Felix membukakan pintu mobil dan membiarkan Lili masuk. Lalu dia sendiri pun masuk ke bagian mengemudi dan segera menjalankan mobilnya.

"Apa gak apa-apa kita pakai mobil ini?" tanya Lili ragu.

"Gak apa-apa. Ini milikku sendiri." Felix tersenyum tipis, sepertinya Lili terlalu banyak berpikir.

Lili menyandarkan punggungnya, Lili merasa lelah sehingga tanpa sadar dia pun jatuh tertidur. Felix melihat Lili yang tidur lelap menarik sudut bibirnya, tangannya terulur mengusap perut buncit Lili sebelum fokus menyetir mobil.

Satu jam kemudian mobil Felix berhenti di depan rumah lantai dua. Rumah itu tak besar, tapi juga tak kecil. Rumah yang memang sudah Felix beli karena jika membiarkan Lili tinggal diapartemennya, pasti tak akan nyaman saat Lilil sudah hamil tua.

Dan Felix tak menyangka akan menempati rumah itu pada saat ini. Felix menekan bel mobilnya sehingga penjaga rumah yang bekerja di sana membukanya.

"Makasih, Pak." Felix mengangguk ramah.

"Sama-sama, Mas Felix." Penjaga rumah tersenyum tipis. Saat mobil Felix sudah masuk, Satpam segera menutup pagar rumah.

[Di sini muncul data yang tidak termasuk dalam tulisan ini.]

PR #5362, opened 2022-08-12
util/winutil: consolidate interface specific registry keys

maisem:
Code movement to allow reuse in a follow up PR.

Updates #1659

Signed-off-by: Maisem Ali <maisem@tailscale.com>

PR #5365, opened 2022-08-12
net/dns: disable NetBIOS on Tailscale interfaces

maisem:
Like LLMNR, NetBIOS also adds resolution delays and we don't support it
anyway so just disable it on the interface.

Updates https://github.com/tailscale/tailscale/issues/1659

### DIFF
--- a/net/dns/manager_windows.go
+++ b/net/dns/manager_windows.go
@@ -167,9 +167,9 @@ func (m windowsManager) setPrimaryDNS(resolvers []netip.Addr, domains []dnsname.
 		return err
 	}
 
-	// Disable LLMNR on the Tailscale interface. We don't do
-	// multicast, and we certainly don't do LLMNR, so it's pointless
-	// to make Windows try it.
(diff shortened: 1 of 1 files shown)


maisem:
The first commit is basically #5362.

net/dns/manager_windows.go
```diff
@@ -207,10 +207,14 @@ func (m windowsManager) SetDNS(cfg OSConfig) error {
 	// configuration only, routing one set of things to the "split"
 	// resolver and the rest to the primary.
 
-	// Unconditionally disable dynamic DNS updates on our interfaces.
+	// Unconditionally disable dynamic DNS updates and NetBIOS on our
+	// interfaces.
```
bradfitz, line 211: Say why a bit? Maybe even reference a bug for more background reading?

bradfitz (approved):
Second commit LGTM (with a bit more comments added), assuming the first one goes away after #5362 is in.

PR #5366, opened 2022-08-13
net/dns: [win] set Nameserver on Tailscale interface when SNR is disabled

maisem:
Windows has a feature called Smart Name Resolution. When it is on, for
short name DNS queries (i.e. queries without a suffix) Windows issues
A and AAAA requests on all interfaces which have a DNS server associated
with them.

These unicast requests are issued in parallel for each interface, and within
each interface they are issued in serial for each Search Domain on the
interface. Querying an interface stops once a Search Domain returns a
positive response.

  1. If there is a positive response from the Nameserver on the primary interface
     (one with the lowest metric); it is used and all other queries stop.

  2. If none of the Search Domains on the primary interface return a
     positive response; it issues MDNS and LLMNR queries in parallel on
     all interfaces and waits for either a positive response from these
     a timeout of about 1s.

  3. If a positive multicast response is returned from the primary interface,
     that is returned.

  4. For each interface in ascending metric order:
     a. If there is any positive DNS response it is returned.
     b. If there is any positive multicast response it is returned.

  5. Else; it returns "no such host".

When SNR is off, unicast queries on all interfaces are preferred over
multicast queries. As such, multicast queries are not even issued until
all interfaces are first exhausted with unicast queries.

  1. Like previously, unicast requests are issued in parallel for each interface, and within
     each interface they are issued in serial for each Search Domain on the
     interface. Querying an interface stops once a Search Domain returns
     a positive response.

  2. In case of positive responses, the one from the lowest interface
     metric wins.

  3. If none of the unicast queries across all interfaces return a
     response; it issues MDNS and LLMNR queries in parallel on
     all interfaces.

  4. In case of positive responses, the one from the lowest interface
metric wins.

  5. Else it times out after 1s; and returns "no such host".

Today we do not set 100.100.100.100 as the Nameserver on the Tailscale interface.
This results in Tailscale getting the lowest priority in Search Domains, which
in turn results in a 2.3s of short name queries that resolve over MagicDNS
as Windows waits for MDNS/LLMNR queries to timeout from other
interfaces.

Setting the nameserver results in Tailscale getting all queries from the OS and
becoming the primary resolver as it has the lowest interface metric (5).
This resolves the 2.3s delay and short name queries now resolve
immediately.

This also means that 100.100.100.100 receives queries for domains it did
not sign up for (e.g. google.com), we now (1cff719) get around this by
returning SERVFAIL for those queries making Windows use the configured
resolver on other interfaces.

This unfortunately introduces a 1s delay for short name queries that
would previously resolve instanteously from the local network. These
queries are now slow as Windows waits for a timeout for the MDNS query
it sent over the primary interface (Tailscale). (Note we already disable
LLMNR on the Tailscale interface).

The way around the 1s delay is to globally turn off SNR which is not
something we can do for all users, however we can detect that we are in
that mode and configure the OS correctly so that when SNR is turned off
all short name queries resolve instantly. When SNR is turned on, we
still have the 2.3s delay for MagicDNS short names but at least we can
write a KB article to explain this behavior.

Updates #1659

### DIFF
--- a/net/dns/manager_windows.go
+++ b/net/dns/manager_windows.go
@@ -250,20 +250,31 @@ func (m windowsManager) setPrimaryDNS(resolvers []netip.Addr, domains []dnsname.
 	return nil
 }
 
+// isSmartNameResolutionDisabled reports whether Multi-homed Smart Name
+// Resolution is enabled in the Windows Registry. We use this to decide
+// how to configure the DNS servers on the Tailscale interface.
+func (m windowsManager) isSmartNameResolutionDisabled() bool {
+	key, err := winutil.OpenKeyWait(registry.LOCAL_MACHINE, `SOFTWARE\Policies\Microsoft\Windows NT\DNSClient`, registry.SET_VALUE)
+	if err != nil {
+		return false
+	}
+	defer key.Close()
+	val, _, err := key.GetIntegerValue("DisableSmartNameResolution")
+	return err == nil && val == 1
+}
+
 func (m windowsManager) SetDNS(cfg OSConfig) error {
 	// We can configure Windows DNS in one of two ways:
 	//
-	//  - In primary DNS mode, we set the NameServer and SearchList
-	//    registry keys on our interface. Because our interface metric
-	//    is very low, this turns us into the one and only "primary"
-	//    resolver for the OS, i.e. all queries flow to the
-	//    resolver(s) we specify.
-	//  - In split DNS mode, we set the Domain registry key on our
-	//    interface (which adds that domain to the global search list,
-	//    but does not contribute other DNS configuration from the
-	//    interface), and configure an NRPT (Name Resolution Policy
-	//    Table) rule to route queries for our suffixes to the
-	//    provided resolver.
+	// - Primary DNS mode, we set the NameServer and SearchList registry keys
+	// on our interface. Because our interface metric is very low, this turns us
+	// into the "primary" resolver for the OS.
+	//
+	// - Split DNS mode, we only set the Domain registry key on our interface
+	// (which adds that domain to the global search list, but does not
+	// contribute other DNS configuration from the interface), and configure an
+	// NRPT (Name Resolution Policy Table) rule to route queries for our
+	// suffixes to the provided resolver.
 	//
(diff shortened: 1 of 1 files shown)


net/dns/manager_windows.go
```diff
@@ -219,22 +219,46 @@ func (m windowsManager) SetDNS(cfg OSConfig) error {
...
-		return errors.New("cannot set per-domain resolvers on Windows 7")
 	} else {
 		if err := m.setSplitDNS(cfg.Nameservers, cfg.MatchDomains); err != nil {
 			return err
 		}
-		// Still set search domains on the interface, since NRPT only
-		// handles query routing and not search domain expansion.
+	}
+
+	isSmartNameResolutionDisabled := func() bool {
```
danderson, line 235: Standalone helper method? Doesn't seem to have to be an embedded func.

net/dns/manager_windows.go
```diff
@@ -219,22 +219,46 @@ func (m windowsManager) SetDNS(cfg OSConfig) error {
...
+		key, err := m.openKey(`SOFTWARE\Policies\Microsoft\Windows NT\DNSClient`)
+		if err != nil {
+			return false
+		}
+		defer key.Close()
+		val, _, err := key.GetIntegerValue("DisableSmartNameResolution")
+		return err == nil && val == 1
+	}()
+
+	// We still need to set both the search domains and nameservers on the
```
danderson, line 245: Top-level comment is now wrong, we don't always set nameserver. Needs a bit of rewording so the first paragraph only talks about search domains, and the next paragraph talks about when/why we set Nameserver.

danderson (approved):

dblohm7 (approved):
OK once @danderson's issues are resolved.

sailorfrag:
In case it's useful for future reference, Microsoft has [some docs](https://learn.microsoft.com/en-us/previous-versions/windows/it-pro/windows-server-2008-R2-and-2008/dd197552(v=ws.10)?redirectedfrom=MSDN#part-2-querying-a-dns-server) that cover at least part of this

maisem:
Closing this as it never got merged

PR #5367, opened 2022-08-13
util/deephash: completely refactor

dsnet:
DO NOT SUBMIT

This is an experiment to see where we would want this to go.
If we're already using unsafe to hash memory,
then embrace the use of unsafe and stay out of reflect.

Rather than a typeHasherFunc that operates on

	func(*hasher, addressableValue)

we operate on

	func(*hasher, unsafe.Pointer)

where the unsafe.Pointer is identical to addressableValue.UnsafePointer.

We drop support for interface{ AppendTo([]byte) []byte }.
While that was more efficient in the prior pure-reflect implementation,
it is no longer true today. Instead, rely on direct memory hashing
of crypto-key types that have this method, and/or add direct
support for types that cannot be memory hashed
(for example time.Time and netip.Addr).

Performance:

	Hash-24                18.4µs ± 1%    13.5µs ± 1%  -26.82%  (p=0.000 n=9+9)
	HashPacketFilter-24    2.52µs ± 3%    2.24µs ± 1%  -11.14%  (p=0.000 n=10+10)
	TailcfgNode-24         1.42µs ± 1%    1.35µs ± 1%   -4.99%  (p=0.000 n=10+10)
	HashArray-24            324ns ± 1%     312ns ± 1%   -3.76%  (p=0.000 n=9+10)

SHA-256 hashing now takes up ~55% of the benchmark time.
We will get an additional boost in performance when Go's crypto/sha256
package uses native instructions. See https://go.dev/cl/408795.

### DIFF
--- a/util/deephash/deephash.go
+++ b/util/deephash/deephash.go
@@ -14,9 +14,6 @@
 //   - time.Time are compared based on whether they are the same instant in time
 //     and also in the same zone offset. Monotonic measurements and zone names
 //     are ignored as part of the hash.
-//   - Types which implement interface { AppendTo([]byte) []byte } use
-//     the AppendTo method to produce a textual representation of the value.
-//     Thus, two values are equal if AppendTo produces the same bytes.
 //
 // WARNING: This package, like most of the tailscale.com Go module,
 // should be considered Tailscale-internal; we make no API promises.
@@ -27,8 +24,7 @@ import (
 	"encoding/binary"
 	"encoding/hex"
 	"fmt"
-	"log"
-	"math"
+	"net/netip"
 	"reflect"
 	"sync"
 	"time"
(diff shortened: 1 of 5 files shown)


dsnet:
I'd like your thoughts on this general approach before I spend more time on it. I'll try to break it apart into smaller changes if possible, but I got carried away in refactoring.

Major changes:
* `typeHasherFunc` takes an `unsafe.Pointer` instead of a `addressableValue`.
* We unify the slow and fast paths, resulting in about ~300 LOC deleted. It also means that our unit tests are more thorough since we don't have gaps all over all coverage since the logic decided to go through the slow path or fast path unexpectedly.
* We drop support for `interface{ AppendTo([]byte) []byte }` since it was always slower than binary hashing.
* We add support for hashing `netip.Addr`, which was the only type that really used `AppendTo`.
* Cycle detection for slices is now correctly implemented.
* The `isRecursiveType` and `canMemHash` functions are mostly unchanged.

Performance wise, we are now limited by `crypto/sha256` (takes up 55% of CPU time), which I think is a great result.

dsnet:
The latest commit wraps `unsafe.Pointer` in a `pointer` abstraction. When built with `-race`, it performs type and bounds checking for every operation performed upon it. I would argue that this is now safer than the logic before. See `pointer_race.go`.

bradfitz:
I didn't get a chance to review this yet. Busy weekend & people over working in my garage today. Will look on flight.

dsnet:
Take your time. I think I found a path to gradually get to this state over multiple PRs.

dsnet:
HEAD is pretty close to what this PR does. I think HEAD is actually cleaner now.

HEAD is just missing a few edgecases with regard to slices.

PR #5371, opened 2022-08-14
net/dns: [win] add MagicDNS entries to etc/hosts

maisem:
This works around the 2.3s delay in short name lookups when SNR is
enabled.
C:\Windows\System32\drivers\etc\hosts file. We only add known hosts that
match the search domains, and we populate the list in order of
Search Domains so that our matching algorithm mimics what Windows would
otherwise do itself if SNR was off.

Updates #1659


net/dns/manager_windows.go
```diff
@@ -111,6 +115,55 @@ func (m windowsManager) setSplitDNS(resolvers []netip.Addr, domains []dnsname.FQ
...
+		footer = "# TailscaleHostsSectionEnd"
+	)
+	var out bytes.Buffer
+	var inSection bool
+	for sc.Scan() {
+		line := strings.TrimSpace(sc.Text())
+		if line == header {
+			if !inSection {
+				inSection = true
+			}
```
andrew-d, line 138: Is there a reason this is conditional?

net/dns/manager_windows.go
```diff
@@ -111,6 +115,55 @@ func (m windowsManager) setSplitDNS(resolvers []netip.Addr, domains []dnsname.FQ
...
+			continue
+		}
+		if line == footer {
+			if inSection {
+				inSection = false
+			}
```
andrew-d, line 144: Same q as above?

net/dns/manager_windows.go
```diff
@@ -111,6 +115,55 @@ func (m windowsManager) setSplitDNS(resolvers []netip.Addr, domains []dnsname.FQ
...
+	if len(hosts) > 0 {
+		fmt.Fprintln(&out, header)
+		fmt.Fprintln(&out)
+		for _, he := range hosts {
+			fmt.Fprintf(&out, "%s\t%s\n", he.Addr, strings.Join(he.Hosts, "\t"))
+		}
+		fmt.Fprintln(&out)
+		fmt.Fprintln(&out, footer)
+	}
+	return atomicfile.WriteFile(`C:\Windows\System32\drivers\etc\hosts`, out.Bytes(), 0 /* ignored */)
```
andrew-d, line 164: Is this going to cause problems if we don't use the Windows `\r\n` line ending convention? At the very least, it'll make it annoying if someone wants to edit this file with Notepad or something, I would think.

net/dns/manager_windows.go
maisem: ¯\_(ツ)_/¯ didn't think too much about it. I can make it unconditional if you prefer.

net/dns/manager_windows.go
maisem: Good catch, done.

andrew-d (approved):
LGTM after test imports fix; would appreciate 👀  from @danderson on general "does this make sense" grounds.

net/dns/manager.go
```diff
@@ -137,6 +139,47 @@ func (m *Manager) Set(cfg Config) error {
...
+func compileHostEntries(cfg Config) (hosts []*HostEntry) {
+	didLabel := make(map[string]bool, len(cfg.Hosts))
+	for _, sd := range cfg.SearchDomains {
+		for h, ips := range cfg.Hosts {
+			if !sd.Contains(h) || h.NumLabels() != (sd.NumLabels()+1) {
+				continue
+			}
+			ipHosts := []string{string(h.WithTrailingDot()), ""}[:1]
+			if label := dnsname.FirstLabel(string(h)); !didLabel[label] {
+				mak.Set(&didLabel, label, true)
```
danderson, line 155: didLabel was initialized explicitly, no need to use magical mak.Set here, `didLabel[label] = true` works

net/dns/manager.go
```diff
@@ -137,6 +139,47 @@ func (m *Manager) Set(cfg Config) error {
...
+// The entries are compiled in the order of the search domains, then the hosts.
+// The returned list is sorted by the first hostname in each entry.
+func compileHostEntries(cfg Config) (hosts []*HostEntry) {
+	didLabel := make(map[string]bool, len(cfg.Hosts))
+	for _, sd := range cfg.SearchDomains {
+		for h, ips := range cfg.Hosts {
+			if !sd.Contains(h) || h.NumLabels() != (sd.NumLabels()+1) {
+				continue
+			}
+			ipHosts := []string{string(h.WithTrailingDot()), ""}[:1]
```
danderson, line 153: Mysterious. I can reverse engineer that you're saving an allocation further down, but it's a really unusual construct. Comment, at least?

danderson: Also arguably unnecessary. We don't reconfigure DNS that often, a little garbage should be fine? I don't mind keeping it, it's just a bit out of place since this isn't super hot code.

net/dns/manager_windows.go
```diff
@@ -111,6 +115,65 @@ func (m windowsManager) setSplitDNS(resolvers []netip.Addr, domains []dnsname.FQ
...
+		return nil, err
+	}
+	if len(hosts) > 0 {
+		fmt.Fprintln(&out, header)
+		for _, c := range comments {
+			fmt.Fprintln(&out, c)
+		}
+		fmt.Fprintln(&out)
+		for _, he := range hosts {
+			fmt.Fprintf(&out, "%s\t%s\n", he.Addr, strings.Join(he.Hosts, "\t"))
```
danderson, line 156: Use spaces instead of tabs? Mild style preference, if windows is happy with tabs I don't really care. It's just uncommon to see tabs in the wild :)

net/dns/manager_windows.go
```diff
@@ -111,6 +115,65 @@ func (m windowsManager) setSplitDNS(resolvers []netip.Addr, domains []dnsname.FQ
...
+		}
+		fmt.Fprintln(&out)
+		fmt.Fprintln(&out, footer)
+	}
+	return bytes.ReplaceAll(out.Bytes(), []byte("\n"), []byte("\r\n")), nil
+}
+
+// setHosts sets the hosts file to contain the given host entries.
+func (m windowsManager) setHosts(hosts []*HostEntry) error {
+	b, err := os.ReadFile(`C:\Windows\System32\drivers\etc\hosts`)
```
danderson, line 166: Is C: guaranteed to be the location of the Windows install? If not, is there a portable way to locate System32?

net/dns/manager_windows.go
```diff
@@ -111,6 +115,65 @@ func (m windowsManager) setSplitDNS(resolvers []netip.Addr, domains []dnsname.FQ
...
+	if err != nil {
+		return err
+	}
+	outB, err := setTailscaleHosts(b, hosts)
+	if err != nil {
+		return err
+	}
+	return atomicfile.WriteFile(`C:\Windows\System32\drivers\etc\hosts`, outB, 0 /* ignored */)
```
danderson, line 174: "file mode, ignored on windows"

net/dns/manager_windows.go
```diff
@@ -233,11 +299,25 @@ func (m windowsManager) SetDNS(cfg OSConfig) error {
...
+		// query routing and not search domain expansion.
 		if err := m.setPrimaryDNS(nil, cfg.SearchDomains); err != nil {
 			return err
 		}
+
+		// As we are not the primary resolver in this setup, we need to
+		// explicitly set some single name hosts to ensure that we can resolve
+		// them quickly and get around the 2.3s delay that otherwise occurs due
+		// to multicast timeouts.
+		if err := m.setHosts(cfg.Hosts); err != nil {
```
danderson, line 318: What else writes etc/hosts on windows? Are we going to have to monitor the file contents and reapply DNS configuration if it gets changed? Worried about us getting into a fight with e.g. DHCP on the machine.

danderson (approved):
Looks right to me. Main concern I have is concurrent editing/overwriting, and if we're going to have to fight to maintain the contents of etc/hosts. But assuming that file never changes, this is fine.

net/dns/manager_windows.go
andrew-d: Ah, this is a good point; we probably want to use [`GetSystemDirectory`](https://docs.microsoft.com/en-us/windows/win32/api/sysinfoapi/nf-sysinfoapi-getsystemdirectorya) or [`SHGetKnownFolderPath`](https://docs.microsoft.com/en-us/windows/win32/api/shlobj_core/nf-shlobj_core-shgetknownfolderpath) with `FOLDERID_System` here?

net/dns/manager_windows.go
maisem: @raggi says there isn't anything and that's what I've seen empirical too.

PR #5374, opened 2022-08-15
.github/workflows: cancel previous CI runs on PR update

maisem:
Currently scheduled runs are not canceled when we update PRs, those
results are unused and the resources are just wasted. Instead of doing
that, this PR makes it so that when a PR is updated (force-pushed or new
commit added) the previous runs are canceled.

https://docs.github.com/en/actions/using-workflows/workflow-syntax-for-github-actions#example-using-a-fallback-value

### DIFF
--- a/.github/workflows/cifuzz.yml
+++ b/.github/workflows/cifuzz.yml
@@ -1,5 +1,10 @@
 name: CIFuzz
 on: [pull_request]
+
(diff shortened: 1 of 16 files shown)


bradfitz (approved):

maisem:
CI failures fixed in #5375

Memarkirkan mobil ke garasi, dengan  pelan-pelan Felix menggendong Lili yang masih tidur menuju ke dalam rumah. Bisa saja Felix membangunkan Lili, sayangnya pria itu tak tega membangunkannya, apalagi saat melihat betapa lelapnya Lili tidur.

"Felix?" Lili membuka mata saat masih berada digendongan Felix.

Felix menaikan alisnya dan menatap Lili. Namun langkahnya tak berhenti, malah terus melangkah menuju ke lantai atas.
"Kenapa bangun?"

"Aku ngerasa ada yang aneh. Kamu bisa turunin aku." Lili merasa tak enak saat digendong seperti ini. Lebih baik dia berjalan sendiri, mengingat berat badannya kini semakin naik seiringin berjalanannya waktu kehamilan.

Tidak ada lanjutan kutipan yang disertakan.